# Inversor trifásico



## Diodo Zener (Ago 20, 2007)

Hola, tengo un motor trifásico que anda con 6v(entre fase y fase) y lo quiero hacer andar con una batería de 9v. Algunos de ustedes puede pasarme el diagrama de un inversor trifásico simple (es decir; sin chip de muchas patas ,o sea;que sólo se usen transistores, diodos, capacitores, resistensias y nada más). 

Gracias de antemano.


----------



## Fogonazo (Ago 20, 2007)

Busca en paginas de aeromodelismo (No es joda)

http://www.turbinemuseum.de/Modellbau/BLMC__UK_/blmc__uk_.html
http://www.rcgroups.com/forums/showthread.php?threadid=140454
http://www.aerodesign.de/peter/2001/LRK350/SPEEDY-BL_eng.html


----------



## jose alfredo gonzalez mej (Ago 20, 2007)
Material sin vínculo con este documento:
Issue #1763, opened 2023-06-16
Kernel-mode driver in 3.0.6772 breaks Windows Sandbox


enervated:
After updating to 3.0.6772, I found Windows Sandbox totally unable to start so long as the kernel-mode driver had been loaded during the current Windows session. The errors thrown by Windows Sandbox vary widely, from null context errors, to network-related errors, and everything in between.

It's quite simple to reproduce: If at any point during the current Windows session KSystemInformer has loaded, Windows Sandbox will not launch.

Disable the driver, manually stop the driver (at which point it is deleted), then reboot. Windows Sandbox will then work.

Close Windows Sandbox. Run KSystemInformer by enabling the option in System Informer 3.0.6772. Windows Sandbox no longer launches.

I'm running Windows 10 22H2.

ge0rdi:
I can confirm the same behavior on Win10 22H2.

diversenok:
Also, it's not limited to Windows Sandbox but affects all Hyper-V-based virtual machines.

![image](https://github.com/winsiderss/systeminformer/assets/30962924/8ba0c0c9-bb6a-4a1b-905c-3852d5f5c5b2)

ge0rdi:
> The APC attempts to execute ntdll!RtlSetBits, triggers CFG, and crashes the process.

I think it is set up here:
https://github.com/winsiderss/systeminformer/blob/7c4fe0278b400822828cfd903e1e4155c41e2490/KSystemInformer/cid_tracking.c#L296

Though I have no clue why KPH is queueing such APC.
Hopefully SI authors will be able to shed more light on this.

enervated:
I saw vmcompute.exe crashes as well, although I did not dig into them to this extent. I did remove the CFG override that Windows automatically adds, though. This didn't fix the issue, it just changed the nature of the crashes.

Anyone investigating this issue on a system they care about should be aware that manually starting vmcompute.exe (i.e. the "Hyper-V Host Compute Service" service) to reproduce this bug is likely to cause a BSOD.

ge0rdi:
Thank you for the explanation.

> This should already be resolved with the next driver build.

Do you have any plans for the new build?

I'm also wondering why the problem doesn't disappear when driver is stopped. Only after reboot it is possible to start VM machines again.
Maybe there is also some other issue?

jxy-s:
[...]

PR #1832, opened 2023-08-27
Ignore CFG ES error while ACG is enabled

kkent030315:
I had a issue with between ACG mitigation policy and the CFG ES support implemented in below:

- https://github.com/winsiderss/systeminformer/issues/1763#issuecomment-1595935908

Applying ACG policy into SI (via process-specific settings in "Exploit Protection" for this case) causes unconnectable to driver because ACG will conflict with the CFG ES support feature.

`KphGuardGrantSuppressedCallAccess` call failure will lead to immediate unprotect and lack of `KPH_PROCESS_PROTECTED_PROCESS` process state.

Based on my investigation, there is no simple solution other than to either ignore the issue or use a hacky workaround.

```
 # Child-SP          RetAddr               Call Site
00 ffff8a83`d6fd3500 fffff806`15be5395     nt!MiCfgMarkValidEntries+0xb
01 ffff8a83`d6fd3510 fffff806`15a13ab5     nt!NtSetInformationVirtualMemory+0x495
02 ffff8a83`d6fd3880 fffff806`15a05f70     nt!KiSystemServiceCopyEnd+0x25
03 ffff8a83`d6fd3a88 fffff80b`bc46ea0c     nt!KiServiceLinkage
04 ffff8a83`d6fd3a90 fffff80b`bc45c9d3     SystemInformer!KphGuardGrantSuppressedCallAccess+0x8c [util.c @ 1390] 
05 ffff8a83`d6fd3b30 fffff80b`bc464ec2     SystemInformer!KphCheckProcessApcNoopRoutine+0x17b [cid_tracking.c @ 1906] 
06 ffff8a83`d6fd3ba0 fffff80b`bc464dc5     SystemInformer!KphpPerformProcessCreationTracking+0xaa [informer_process.c @ 446] 
07 ffff8a83`d6fd3c00 fffff806`15c4b39f     SystemInformer!KphpCreateProcessNotifyRoutine+0x25 [informer_process.c @ 543] 
08 ffff8a83`d6fd3c30 fffff806`15c452f2     nt!PspCallProcessNotifyRoutines+0x213
09 ffff8a83`d6fd3d00 fffff806`15c7b430     nt!PspInsertThread+0x68e
0a ffff8a83`d6fd3dc0 fffff806`15a13ab5     nt!NtCreateUserProcess+0xde0
0b ffff8a83`d6fd4a90 00007ffc`0ab0ea74     nt!KiSystemServiceCopyEnd+0x25
0c 000000ad`3bbde0c8 00007ffc`081c8e73     ntdll!NtCreateUserProcess+0x14
0d 000000ad`3bbde0d0 000000ad`3bbde6f0     0x00007ffc`081c8e73
0e 000000ad`3bbde0d8 00000000`00000000     0x000000ad`3bbde6f0
```

Please note that this is partial status of while single stepping so `nt!MiCfgMarkValidEntries+0xb` is not actually correct.
If my disassembly is right, this is just a sanity check and we can ignore it without any problems in my opinion.

Probably we can make a sanity check measure as well as how NT does, but that won't worth it compared to implementation cost so I decided to not do. However if anyone have greater idea than me my door is always open.

```c
__int64 __fastcall MiCfgMarkValidEntries(
        __int64 a1,
        __int64 a2,
        unsigned __int64 a3,
        _QWORD *a4,
        unsigned int a5,
        _DWORD *a6,
        char a7,
        __int64 a8,
        __int64 a9)
{
  // [redact]
  if ( v12 )
  {
    v17 = a4;
    while ( (*v17 & 0xFi64) == *(_DWORD *)(v14 + 0x18) )// 0x18=BitmapVad
    {
      v18 = v17[1];
      if ( (v18 & 0xFFFFFFFFFFFFFFF8ui64) != 0 )
        break;
      // (v18 & CFG_CALL_TARGET_VALID) != 0 is where this is triggered
      if ( (a7 & CFG_CALL_TARGET_VALID) != 0 && (v18 & CFG_CALL_TARGET_VALID) != 0
        || (v18 & CFG_CALL_TARGET_CONVERT_EXPORT_SUPPRESSED_TO_VALID) != 0
        && (!(unsigned int)MiIsProcessCfgExportSuppressionEnabled()
         || ((unsigned int)CfgAddressToBitState(v19 + a2, *(_QWORD *)v14) != 2
          || !(unsigned int)MiIsProcessCfgExportSuppressionEnabled())
         && !(unsigned int)MiValidateUserCallTarget(a2 + *v17, v14)) )
      {
        return 0xC0000022i64;
      }
      ++v16;
      v17 += 2;
      if ( v16 >= v12 )
        goto LABEL_14;
    }
    return 0xC000000Di64;
  }
  // [redact]
}
```

### DIFF
--- a/KSystemInformer/cid_tracking.c
+++ b/KSystemInformer/cid_tracking.c
@@ -1839,7 +1839,7 @@ NTSTATUS KphCheckProcessApcNoopRoutine(
 {
     NTSTATUS status;
     HANDLE processHandle;
-    PROCESS_MITIGATION_POLICY_INFORMATION policyInfo;
+    PROCESS_MITIGATION_POLICY_INFORMATION policyInfo, policyInfo2;
     ULONG flags;
 
     PAGED_CODE_PASSIVE();
@@ -1883,6 +1883,22 @@ NTSTATUS KphCheckProcessApcNoopRoutine(
         goto Exit;
     }
 
+    policyInfo2.Policy = ProcessDynamicCodePolicy;
+    policyInfo2.DynamicCodePolicy.Flags = 0;
+    status = ZwQueryInformationProcess(processHandle,
+                                       ProcessMitigationPolicy,
+                                       &policyInfo2,
+                                       sizeof(policyInfo2),
+                                       NULL);
+    if (!NT_SUCCESS(status))
+    {
+        KphTracePrint(TRACE_LEVEL_ERROR,
+                      TRACKING,
+                      "ZwQueryInformationProcess failed: %!STATUS!",
+                      status);
+        goto Exit;
+    }
+
     //
     // TODO(jxy-s) investigate any needed support for XFG
     //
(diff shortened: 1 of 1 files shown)


jxy-s:
@kkent030315 sorry for the delayed response here. First, thank you for taking the time to investigate and put together a PR. I appreciate the thorough information and proposed solution.

What you have would avoid the immediate problem. But it is, as you said, a "hacky workaround". ACG support is an oversight (my fault) with the current implementation. And yes, the kernel does block the ability to modify the CFG bitmap when ACG is turned on. However, that doesn't mean they are mutually exclusive mitigations. You can have ACG and CFG on at the same time.

There is a better solution here. There is a feature of ACG that enable a thread to be marked as "opt-out" and modify the CFG bitmask. I'm currently investigating this avenue to provide ACG support.

Finally, I want to also note that there are other ares of SI that are incompatible with ACG. That said, we should still address this incompatibility with the KPH mitigations. I've created this issue for tracking (https://github.com/winsiderss/systeminformer/issues/1833) I will address this problem myself once I finish my investigation.

I won't be able to accept this solution as is.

Saludos, yo le recomendaría que observara en la  sección de: documentación, circuitos y esquemas en el tema construcción de un variador de frecuencia  para que tome una guía


----------



## sebasb1987 (Sep 25, 2008)

hola a todos les agradeceria si me pudieran ayudar porque tengo que presentar mi proyecto final de materia que es un inversor trifasico la materia es electronica de potencia necesito algun esquema que me pueda guiar


muchas gracias por la colaboracion


----------



## Fogonazo (Sep 25, 2008)

sebasb1987 dijo:
			
		

> hola a todos les agradeceria si me pudieran ayudar porque tengo que presentar mi proyecto final de materia que es un inversor trifasico la materia es electronica de potencia necesito algun esquema que me pueda guiar
> 
> 
> muchas gracias por la colaboracion




Mira este post

https://www.forosdeelectronica.com/f16/construccion-variador-frecuencia-131/


----------